— Ну, мне тут с тобой свататься некогда! — с холодным бешенством сказал Мишка. — Из дому выходишь?
— Нет! Изыди, супостатина!
— Самое через вас, таких закоснелых, и война идет! Вы самое и народ мутите, супротив революции направляете… — Мишка торопливо начал снимать карабин…
После выстрела дед Гришака упал навзничь, внятно сказал:
— Яко… не своею си благодатию… но волею бога нашего приидох… Господи, прими раба твоего… с миром… — и захрипел, под белыми усами его высочилась кровица.
— Примет! Давно бы тебя, черта старого, надо туда спровадить!
Мишка брезгливо обошел протянувшегося возле сходцев старика, взбежал на крыльцо.
Сухие стружки, занесенные в сени ветром, вспыхнули розоватым пламенем, дощатая переборка, отделявшая кладовую от сеней, загорелась быстро. Дым поднялся до потолка и — схваченный сквозняком — хлынул в комнаты.
Кошевой вышел, и, пока зажег сарай и амбар, огонь в курене уже выбился наружу, с шорохом ненасытно лизал сосновые наличники окон, рукасто тянулся к крыше…

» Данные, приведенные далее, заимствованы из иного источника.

PR #21813, opened 2026-06-22
fix(protocol): enable SGX local report checks by default

failsafesecurity:
## Summary

Make Automata DCAP attestation fail closed by enabling local enclave report checks during initialization, and add an explicit setter for operators/tests instead of relying only on a toggle.

This keeps MRENCLAVE/MRSIGNER checks on by default for new deployments, so quote verification requires the configured application enclave identity unless an owner deliberately disables the check.

## Changes

- Set `checkLocalEnclaveReport = true` in `AutomataDcapV3Attestation.init()`.
- Add `setLocalReportCheck(bool)` for explicit owner-controlled configuration.
- Update attestation tests to assert the default and avoid accidentally disabling checks in tests that intend to verify the checked path.

## Test plan

- Not run locally: this environment does not have Foundry/`forge` installed.
- Intended command: `cd packages/protocol && FOUNDRY_PROFILE=layer1 forge test --match-contract TestAutomataDcapV3Attestation`.

## Security note

This is a fail-closed hardening change for SGX attestation policy. It avoids new deployments starting in a permissive local-report-check mode before operator configuration is completed.


smtmfft:
Thanks for the hardening PR. One important detail for mainnet: the relevant Automata attestation contracts are already running with `checkLocalEnclaveReport == true`, so MRENCLAVE/MRSIGNER allowlist checks are enabled there.

This change is still useful as a fail-closed default for new deployments and tests. For mainnet, though, it should be treated as default-configuration hardening rather than a change to the currently active local report policy.

dantaik:
> checkLocalEnclaveReport == true

where is the code?

dantaik:
This variable is set to true by default in https://github.com/taikoxyz/taiko-mono/blob/ec069a140b7ea80828c229e02f0738b5b2894a98/packages/protocol/script/layer1/core/DeployShastaHoodi.s.sol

До сумерек Мишка спал в соседней леваде, под тенью оплетенных диким хмелем терновых кустов. Тут же, лениво срывая сочные стебли аржанца, пасся его расседланный и стреноженный конь. На вечер конь, одолеваемый жаждой, заржал, разбудил хозяина.
Мишка встал, увязал в торока шинель, напоил коня тут же в леваде колодезной водой, а потом оседлал, выехал на проулок.
На выгоревшем коршуновском подворье еще дымились черные, обугленные сохи, расползался горчайший дымок. От просторного куреня остались лишь высокий каменный фундамент да полуразвалившаяся печь, поднявшая к небу закопченную трубу.
Кошевой направился прямо к мелеховскому базу.
Ильинична под сараем насыпа́ла в завеску поджожки, когда Мишка, не слезая с седла, открыл калитку, въехал на баз.
— Здравствуйте, тетенька! — ласково приветствовал он старуху.
А та, перепугавшись, и слова не молвила в ответ, опустила руки, из завески посыпались щепки…
— Здорово живете, тетенька!
— Слава… слава богу, — нерешительно ответила Ильинична.
— Живая-здоровая?
— Живая, а уж про здоровье не спрашивай.
— Где же ваши казаки?
Мишка спешился, подошел к сараю.
— За Доном…
— Кадетов дожидаются?
— Мое дело бабье… Я в этих делах не знаю…
— А Евдокея Пантелевна дома?
— И она за Доном.
— Понесла их туда нелегкая! — Голос Мишки дрогнул, окреп в злобе. — Я вам, тетенька, так скажу: Григорий, ваш сынок — самый лютый для советской власти оказался враг. Перейдем мы на энту сторону — и ему первому шворку на шею наденем. А Пантелей Прокофич занапрасну убег. Старый и хромой человек, ему бы вся статья дома сидеть…
— Смерти дожидаться? — сурово спросила Ильинична и опять стала собирать в завеску щепки.
— Ну, до смерти ему далеко. Плетюганов бы, может, заработал трошки, а убивать его бы не стали. Но я, конечно, не затем к вам заехал. — Мишка поправил на груди часовую цепку, потупился. — Я затем заехал, чтобы проведать Евдокею Пантелевну. Жалко мне страшно, что она тоже в отступе, но и вам, тетенька, как вы ее родная мамаша, скажу. А скажу я так: я об ней давно страдаю, но зараз нам дюже некогда по девкам страдать, мы воюем с контрой и побиваем ее беспощадно. А как только вовзят прикончим ее, установится мирная советская власть по всему свету, тогда я, тетенька, буду к вам сватов засылать за вашу Евдокею.
— Не время об этом гутарить!
— Нет, время! — Мишка нахмурился, упрямая складка легла у него промеж бровей. — Свататься не время, а гутарить об этом можно. И мне другую времю для этого не выбирать. Нынче я тут, а завтра меня, может, за Донец пошлют. Поэтому я вам делаю упреждению: Евдокею дуриком ни за кого не отдавайте, а то вам плохо будет. Уж ежли из моей части прийдет письмо, что я убитый, — тогда просватывайте, а зараз нельзя, потому что промеж нас с ней — любовь. Гостинцу я ей не привез, негде его взять, гостинца-то, а ежели вам что из буржуйского, купецкого имения надо, — говорите: зараз пойду и приволоку.